Task statement -> Retype the whole listing that follows, with nothing added or left out.

━━━━━ Provided records

PR #1435, opened 2024-06-06
Add Execa to list of users

ehmicky:
Thanks for this great library!

https://github.com/sindresorhus/execa/pull/1120


mre:
Thanks for mentioning, and thanks for using lychee. 😊

mre:
The per-host rate-limiting is definitely planned. It's something we'll need urgently.
While it's true that lychee finished in 2 seconds, the reason is that the server's rate limiting immediately replied with a `429` and did so for all parallel requests. As such, lychee is mostly limited by the number of requests a server can handle, and we need to avoid overloading a server.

━━━━━━━━━━

Answer below ->
PR #1435, opened 2024-06-06
Add Execa to list of users

ehmicky:
Thanks for this great library!

https://github.com/sindresorhus/execa/pull/1120


mre:
Thanks for mentioning, and thanks for using lychee. 😊

mre:
The per-host rate-limiting is definitely planned. It's something we'll need urgently.
While it's true that lychee finished in 2 seconds, the reason is that the server's rate limiting immediately replied with a `429` and did so for all parallel requests. As such, lychee is mostly limited by the number of requests a server can handle, and we need to avoid overloading a server.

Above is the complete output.